Implementing heart failure disease management in primary care: a mixed-methods analysis of the IMPACT-B study.

OBJECTIVES

Heart failure is an important health problem and patients are generally older with several comorbidities. Multidisciplinary heart failure care is therefore recommended. However, there is little evidence in real-world settings on how to involve primary care health professionals and how to evaluate such programmes. The main objective of this study is to integrate and evaluate several disease management interventions in a primary care setting.

DESIGN

Prospective, non-randomised, observational implementation study with a mixed-methods process evaluation conducted over 3 years (2020-2022).

SETTING

Primary care practices and two regional hospitals (one tertiary, one secondary) in the Leuven region, Belgium, serving approximately 100 000 inhabitants.

PARTICIPANTS

100 general practitioners (GPs) from 19 practices participated.
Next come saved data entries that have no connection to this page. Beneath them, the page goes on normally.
PR #271, opened 2024-10-07
otk/utils: introduce HiddenAddr* objects

schuellerf:
This is not even a draft. It just sketches the idea of the Objects `HiddenAttrList` and `HiddenAttrDict`

The Objects represent a dictionary and a list
but with hidden attributes to be able to
track the source of the data from the originating
yaml file.


mvo5 (commented):
I think this is very cool, my main use-case for this would be to have better errors, we could be super precise with this, I played a bit and we could have e.g. in test/data/error/03-lonely-keys.err
```diff
-otk file contains top-level keys ['targetless'] without a target
+otk file contains top-level keys 'targetless' at test/data/error/03-lonely-keys.yaml:6 without a target
```
I looked into if we can avoid the wrappers and use a side-store with references to the id() but that idea does not work for us as we manipulate/copy/transform the resulting objects so new python objects are created all the time and the id() mapping breaks down.

I would love a broken out version of this that does not use "explain" yet but just adds the annotations as it would be a great way to improve the error reporting.

supakeen:
The general idea is good and I agree with @mvo5 that the primary usecase for this is user friendliness through good error reporting.

Since this is a pre-draft I'll just say two things about the code since it's likely to change. I'd like it more if this was called 'Annotation'; I also don't think we need the `set_attribute`, `get_attribute` it seems to me that a single object implementing the appropriate dunders should be enough to wrap any 'complex' (I think that's the YAML terminology?) type.

schuellerf:
@supakeen I thought the two classes are needed as I wanted them to really act like list and dict (aso for isinstance…)
so the code would need really minor changes only where needed.

supakeen:
Let's not get into this deeply now; it is possible to do this with a single `Annotated` class but let's first see everything it'd need to support.

schuellerf:
I will definitely refine and remove the `# DEBUG - TBD: DELETE ME` but it now contains an example error message @mvo5 please check

schuellerf:
@mvo5 @supakeen should I clean this up (remove the `--explain` but keep the `test/data/error/03-lonely-keys.err` example to get the class merged and continue in separate PRs for more error message improvements and the real `--explain` functionality?

schuellerf:
I think keeping the example error message makes sense as a starting point

schuellerf:
(btw. I can not reproduce the `mypy` and `pylint` errors locally - I'll continue investigation)

supakeen (commented):
Since this is now on non-draft state, some remarks from me before I look into the code more deeply:

- Let's maybe call `.utils` -> `.annotation`.
- Let's maybe call `HiddenAttrDict` -> `AnnotatedDict`.
- Let's maybe call `HiddenAttrList` -> `AnnotatedList`.

I'll think about consolidation and sharing of protocol between those two types in the morning.

src/otk/transform.py
```diff
@@ -53,6 +54,42 @@ def construct_mapping(self, node, deep=False):
...
+    obj.set_attribute(key, "column", column)
+
+
+def hidden_attr_dict_constructor(loader, node):
+    data = loader.construct_mapping(node, deep=True)
+    hidden_data_node = HiddenAttrDict(data)
+    for key, _ in hidden_data_node.items():
+        key_data = _find_data(node.value, key)
+        _add_hidden_attributes(hidden_data_node, key, key_data)
+    return hidden_data_node
```
supakeen, line 83: These *feel* like `@classmethod`'s for their respective `AnnotatedType`'s.

src/otk/transform.py
```diff
@@ -53,6 +54,42 @@ def construct_mapping(self, node, deep=False):
...
+
+
+def hidden_attr_list_constructor(loader, node):
+    data = loader.construct_sequence(node, deep=True)
+    hidden_data_node = HiddenAttrList(data)
+    _add_hidden_attributes(hidden_data_node, "self", node)
```
supakeen, line 89: For example, this could be `HiddenAttrList.with_hidden_attributes(data, hidden_data_node, "self", node)` or such if the above as a classmethod.

src/otk/utils.py
```diff
@@ -0,0 +1,102 @@
...
+        return data
+    if isinstance(data, dict):
+        return HiddenAttrDict({key: _deep_convert(value) for key, value in data.items()})
+    if isinstance(data, list):
+        return HiddenAttrList([_deep_convert(item) for item in data])
+    return data
+
+
+class HiddenAttrList(list):
+    def __init__(self, *args, **kwargs):
```
supakeen, line 17: Why not have `__setitem__`/`__getitem__` and the slice dunders here to mirror how stuff is done in the dict variant?

src/otk/transform.py
schuellerf: The idea was that the `HiddenAttr*` objects are generic and this is a usecase specific type/usage
That's why it's in `transform.py` but for sure `transform.py` looks nicer when this is a classmethod

src/otk/utils.py
schuellerf: Not sure if I got your question right, the answer might be that there is no multiple inheritance so things have to be done twice as I wanted it to really behave like a real `dict` also type wise

src/otk/utils.py
```diff
@@ -0,0 +1,102 @@
+import json
+from typing import TypeVar, Generic
+
+
+def _deep_convert(data):
+    """Recursively convert nested dicts and lists into HiddenAttrDict and HiddenAttrList."""
+    if isinstance(data, (HiddenAttrDict, HiddenAttrList)):
```
mvo5, line 7: This is maybe a silly question - but why do we need this? The yaml parser will build the nesting for us AFAICT (i.e. everywhere we need the HiddenAttr* clases we have them via yaml constructions) - if I (naviely) remove this helper it, nothing in the tests break (except the one test that is designed to test this). So what am I missing?

mvo5 (commented):
Thanks, this is a very interesting feature. I added some suggestins inline, I don't really have proper time so it's all a bit terse. One thing I think we should do is have some more errors converted with tests, I suspec at least:
```
def resolve_list(ctx: Context, state: State, tree: list[Any]) -> list[Any]:
    """Resolving a list means applying the resolve function to each element in
    the list."""

    log.debug("resolving list %r", tree)

    return [resolve(ctx, state, val) for val in tree]
```
will not (yet) work because here the list compreshension will mean we loose the information from "tree" which used to be a annotated list

src/otk/utils.py
```diff
@@ -0,0 +1,102 @@
...
+        raise KeyError(f"Attribute '{attr_key}' for key '{key}' not found")
+
+    def __setattr__(self, key, value):
+        self[key] = self._convert_value(value)
+
+    def __getattr__(self, item):
+        return self[item]
+
+
+class HiddenAttrDictJSONEncoder(json.JSONEncoder):
```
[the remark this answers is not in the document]
schuellerf: yes, can be removed, is used in follow up commits which are not yet PRed ;)

src/otk/utils.py
schuellerf: This was actually ment for places in the code just working with dict and not caring about the types. e.g. initializing the class with a full dict (I thought this will be needed, but I could also stash it somewhere and pull out once really needed (other than tests which I thought make sense to make the class robust)

schuellerf:
> One thing I think we should do is have some more errors converted with tests

@mvo5 I'm fully for it - but wanted to keep the PR small really just introduceing the class and one example. Changing all error messages in later PRs - but if you like it, I'll introduce the class and change all error messages in this PR

mvo5:
> > One thing I think we should do is have some more errors converted with tests
> 
> @mvo5 I'm fully for it - but wanted to keep the PR small really just introducing the class and one example. Changing all error messages in later PRs - but if you like it, I'll introduce the class and change all error messages in this PR

Sorry, I think I was wrong here, we probably just need some tests like:
```python
import os

from otk.context import CommonContext
from otk.transform import process_include
from otk.traversal import State


TEST_YAML = """\
otk.version: 1

otk.target.osbuild:
  list:
    - 1
    - 2
  dict:
   nested_dict:
    foo: bar
"""

def test_annoate(tmp_path):
    test_yaml_path = tmp_path / "test.yaml"
    test_yaml_path.write_text(TEST_YAML)
    
    ctx = CommonContext(target_requested="osbuild")
    state = State()
    tree = process_include(ctx, state, test_yaml_path)

    assert "test.yaml:1" in tree.get_attribute("otk.version", "src")
    assert "test.yaml:4" in tree["otk.target.osbuild"].get_attribute("list", "src")
    assert "test.yaml:7" in tree["otk.target.osbuild"].get_attribute("dict", "src")
    assert "test.yaml:8" in tree["otk.target.osbuild"]["dict"].get_attribute("nested_dict", "src") 
    assert "test.yaml:4" in tree["otk.target.osbuild"]["list"].get_attribute(0, "src")
```
so validate some of the more complex structure, then we don't need to touch anything in the tests (those are probably something for later anyway because the error.py:OTKError already takes an optional state, if we pass an optional "Src/Oigin" class instead we would have only minimal work and get all errors "nice" almost for free (obviously that would be followups). I hope I am making sense.

schuellerf:
>  if we pass an optional "Src/Oigin" 

I'll rework this PR but we would just change the type, no extra parameter needed.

A total of 96 patients were included in the disease management programme. Inclusion criteria for patients included high-risk status for heart failure (HF) readmission, based on clinical criteria. Exclusion criteria were not explicitly defined but participation required informed consent.

INTERVENTIONS

Four interventions were implemented: (1) online HF education for GPs, (2) reimbursed natriuretic peptide (NP) testing, (3) patient education by trained primary care HF educators and (4) a structured transitional care protocol posthospital discharge.
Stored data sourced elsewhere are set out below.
PR #272, opened 2024-10-10
otk/ui: introduce some sort of ui

supakeen:
We've spoken about being nice to users before; @schuellerf is working on adding a lot of annotated data to our data structures, I've spent a morning on writing a tiny bit of UI.

The idea is:
- output goes to stdout
- ui and logging goes to stderr
- when stderr is not a tty (e.g. redirected away) we don't show a ui
- the ui is everything that isn't logging, logging is still there and will intersperse with the ui

Based on #277.

### DIFF
--- a/src/otk/command.py
+++ b/src/otk/command.py
@@ -8,7 +8,7 @@ from . import __version__
 from .document import Omnifest
 from . import ui
 
-log = logging.getLogger(__name__)
+log = ui.Terminal(logging.getLogger(__name__))
 
 
 def root() -> int:
@@ -29,7 +29,7 @@ def run(argv: List[str]) -> int:
         print(f"otk {__version__}")
         return 0
 
-    ui.motd()
+    log.motd()
 
     if arguments.command == "compile":
         return compile(arguments)
@@ -52,7 +52,7 @@ def _process(arguments: argparse.Namespace, dry_run: bool) -> int:
     else:
         paths = extra + [pathlib.Path(arguments.input)]
 
-    ui.print(f"Compiling {path}")
+    log.info(f"Compiling {path}")
 
     # First pass of resolving the otk file is "shallow", it will not run
     # externals and not resolve anything under otk.target.*
@@ -75,7 +75,7 @@ def _process(arguments: argparse.Namespace, dry_run: bool) -> int:
         log.fatal("requested target %r does not exist in INPUT", target_requested)
         return 1
 
-    ui.print(f"Selected the {target_requested} target")
+    log.info(f"Selected the {target_requested} target")
 
     # Now do the real resolve that takes the target into account. It needs
     # a full run so that resolving includes works correctly.
@@ -83,7 +83,7 @@ def _process(arguments: argparse.Namespace, dry_run: bool) -> int:
                                for arg in ["duplicate-definition", "all"])
     doc = Omnifest(paths, target=target_requested, warn_duplicated_defs=warn_duplicated_defs)
 
-    ui.print("Done")
+    log.info("Done")
 
     # and then output by writing to the output
     if not dry_run:
--- a/src/otk/command.py
+++ b/src/otk/command.py
@@ -52,7 +52,7 @@ def _process(arguments: argparse.Namespace, dry_run: bool) -> int:
     else:
         paths = extra + [pathlib.Path(arguments.input)]
 
-    log.info(f"Compiling {path}")
+    log.info(f"Compiling {paths}")
 
     # First pass of resolving the otk file is "shallow", it will not run
     # externals and not resolve anything under otk.target.*
--- a/src/otk/command.py
+++ b/src/otk/command.py
@@ -6,6 +6,7 @@ from typing import List
 
 from . import __version__
 from .document import Omnifest
+from . import ui
 
 log = logging.getLogger(__name__)
 
@@ -49,6 +50,8 @@ def _process(arguments: argparse.Namespace, dry_run: bool) -> int:
     else:
         paths = extra + [pathlib.Path(arguments.input)]
 
+    ui.print(f"Compiling {path}")
+
     # First pass of resolving the otk file is "shallow", it will not run
     # externals and not resolve anything under otk.target.*
     #
@@ -70,11 +73,15 @@ def _process(arguments: argparse.Namespace, dry_run: bool) -> int:
         log.fatal("requested target %r does not exist in INPUT", target_requested)
         return 1
 
+    ui.print(f"Selected the {target_requested} target")
+
     # Now do the real resolve that takes the target into account. It needs
     # a full run so that resolving includes works correctly.
     warn_duplicated_defs = any(arg in getattr(arguments, "warn", [])
                                for arg in ["duplicate-definition", "all"])
     doc = Omnifest(paths, target=target_requested, warn_duplicated_defs=warn_duplicated_defs)
+
+    ui.print("Done")
 
     # and then output by writing to the output
     if not dry_run:
--- a/src/otk/command.py
+++ b/src/otk/command.py
@@ -29,6 +29,8 @@ def run(argv: List[str]) -> int:
         print(f"otk {__version__}")
         return 0
 
+    ui.motd()
+
     if arguments.command == "compile":
         return compile(arguments)
     if arguments.command == "validate":
--- a/src/otk/ui.py
+++ b/src/otk/ui.py
@@ -5,6 +5,8 @@ import threading
 from typing import Optional, Type
 from types import TracebackType
 
+from . import __version__
+
 
 class _Spinner:
     """Render a spinner with an optional prompt to stderr, if stderr isn't a
@@ -58,3 +60,8 @@ def print(text: str) -> None:  # pylint: disable=redefined-builtin
     if sys.stderr.isatty():
         sys.stderr.write(text + "\n")
         sys.stderr.flush()
+
+
+def motd() -> None:
+    # Note, this is the local print function
+    print(f"otk {__version__} -- https://www.osbuild.org/")
--- a/src/otk/ui.py
+++ b/src/otk/ui.py
@@ -6,7 +6,7 @@ from typing import Optional, Type
 from types import TracebackType
 
 
-class Spinner:
+class _Spinner:
     """Render a spinner with an optional prompt to stderr, if stderr isn't a
     tty this only prints the prompt."""
 
@@ -47,3 +47,7 @@ class Spinner:
         self.thread.join()
 
         return True
+
+
+def spinner(prompt: str) -> _Spinner:
+    return _Spinner(prompt)
--- a/src/otk/ui.py
+++ b/src/otk/ui.py
@@ -51,3 +51,10 @@ class _Spinner:
 
 def spinner(prompt: str) -> _Spinner:
     return _Spinner(prompt)
+
+
+def print(text: str) -> None:  # pylint: disable=redefined-builtin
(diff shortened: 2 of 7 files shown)


supakeen:
Might need better locking and signal handling around the thread but I didn't encounter any issues so far. We can always move all output into a single object and have it lock.

mvo5 (commented):
Some quick high-level thoughts:
- would be nice to unify the log/ui concepts, otherwise I see a lot of "ui.print(some-info")";log.info("some-info") in the code (also verbose probably means the same for ui/logs)
- not print if it's not a tty is unusal IME, most tools seem to not do spinners or color but not printing anything is rare (I think?)
- tests :)

supakeen:
> Some quick high-level thoughts:
> 
> * would be nice to unify the log/ui concepts, otherwise I see a lot of "ui.print(some-info")";log.info("some-info") in the code (also verbose probably means the same for ui/logs)

Yes, however; see the answer for the second point.

> * not print if it's not a tty is unusal IME, most tools seem to not do spinners or color but not printing anything is rare (I think?)

Yes! So in my case the UI is meant to be not-important, only for human eyes. Normal log messages are always shown (interspersed with the UI) and any redirection turns off everything related to the UI. How do you feel?

> * tests :)

Of course! (UI's always fun to test).

src/otk/ui.py
```diff
@@ -0,0 +1,72 @@
...
+    if sys.stderr.isatty():
+        sys.stderr.write(text + "\n")
+        sys.stderr.flush()
+
+
+def motd() -> None:
+    if sys.stderr.isatty():
+        sys.stderr.write(r"""       _   _
+  ___ | |_| | __
+ / _ \| __| |/ /   version: 0.1
```
schuellerf, line 67: the version can be easily fetched from the package, right?

schuellerf:
A real "spinner" would be nice :-D 
but that's probably an overkill
```
diff --git a/src/otk/ui.py b/src/otk/ui.py
index 3fd3496..410438a 100644
--- a/src/otk/ui.py
+++ b/src/otk/ui.py
@@ -1,3 +1,4 @@
+import os
 import sys
 import time
 import threading
@@ -13,20 +14,36 @@ class _Spinner:
     active: bool
     thread: threading.Thread
 
+    spin_chars = '⠋⠙⠹⠸⢰⣰⣠⣄⣆⡆⠇⠏'
+
     def __init__(self, prompt: str) -> None:
         self.prompt = prompt
 
+    @classmethod
+    def is_ansi_terminal(cls):
+        term = os.getenv('TERM', '')
+        return term.startswith('xterm') or 'ansi' in term or 'vt100' in term
+
     def _loop(self):
-        sys.stderr.write(self.prompt)
+        sys.stderr.write(self.prompt + " ")
         sys.stderr.flush()
 
         # No spinner business if we aren't printing to tty's.
         if sys.stderr.isatty():
+            i = 0
+            ansi = _Spinner.is_ansi_terminal()
             while self.active:
-                sys.stderr.write(".")
+                if ansi:
+                    i = (i + 1) % len(_Spinner.spin_chars)
+                    sys.stderr.write(_Spinner.spin_chars[i] + '\x1b[D')
+                else:
+                    sys.stderr.write(".")
                 sys.stderr.flush()
                 time.sleep(0.1)
 
+        sys.stderr.write("\x1b[D. ")
+        sys.stderr.flush()
+
         # Only write a newline if the prompt was actually there
         if self.prompt:
             sys.stderr.write("\n")
```

src/otk/ui.py
supakeen: In the future, yes. We don't have the plumbing set up for version numbers yet.

supakeen:
There are a lot of ways to make the UI prettier, I think the core issue for this right now is my decision to have a UI that is separate from log output and which gets disabled on any redirection. If we decide that that's an OK thing to do then I'll add some tests, we can merge, and we can iterate.

schuellerf (dismissed):
I'm fine with anything a little more verbose "for humans"

schuellerf:
although some tests are missing, right? :-)

mvo5:
> > Some quick high-level thoughts:
> > 
> > * would be nice to unify the log/ui concepts, otherwise I see a lot of "ui.print(some-info")";log.info("some-info") in the code (also verbose probably means the same for ui/logs)
> 
> Yes, however; see the answer for the second point.
> 
> > * not print if it's not a tty is unusal IME, most tools seem to not do spinners or color but not printing anything is rare (I think?)
> 
> Yes! So in my case the UI is meant to be not-important, only for human eyes. Normal log messages are always shown (interspersed with the UI) and any redirection turns off everything related to the UI. How do you feel?
[..]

PRIMARY AND SECONDARY OUTCOME MEASURES

Primary outcomes included GP self-efficacy in HF management, NP testing rates, HF registration in electronic health records and patient self-efficacy (9-item European Heart Failure Self-Care Behaviour Scale (EHFScB-9)). Secondary outcomes included patient quality of life (Short Form-12 questionnaire (SF-12)), hospital readmission rates and provider satisfaction.

RESULTS

GPs felt more competent in the management of HF after an online education (eight point increase in self-efficacy score after 6 months follow-up, (CI 2.9 to 13, p<0.001)). GPs conducted 314 reimbursed NP tests, half of which scored above age-specific thresholds for referral. After initiation, there was a significant increase in NP testing (Bayes Factor 64), with a total rate of 5.4 tests per 1000 patient years. The proportion of registered HF in patients aged 40 years or older in GPs' electronic health records increased from 2.27% to 2.57% between 2020 and 2022. 96 patients were included in the disease management programme, 75% of these inclusions followed the transitional protocol after discharge for HF. There was significant improvement in patients' self-efficacy after 6-month follow-up (an EHFScB-9 score change of 2.7 points, 95% CI 0.62 to 4.8), but no significant change in quality of life (an SF-12 score change of 0.15 points, 95% CI -1.1 to 1.4). Adherence to the transitional protocol depended on the presence of a specialist HF nurse during admission, 84% of all patients were seen within 14 days after discharge by their general practitioner. Time-trend analysis revealed an increase of HF as a secondary rather than primary cause of admission. Participating healthcare professionals reported satisfaction with the programme.

CONCLUSIONS

The IMPACT-B study demonstrated that an integrated disease management programme for HF could be implemented and assessed in routine clinical practice. The programme resulted in increased awareness and registration of HF in primary care, increased self-management of patients and improved follow-up after discharge, although these results should be interpreted cautiously given the uncontrolled pre-post study design.

TRIAL REGISTRATION

Trial registration NCT04334447 (clinicaltrials.gov).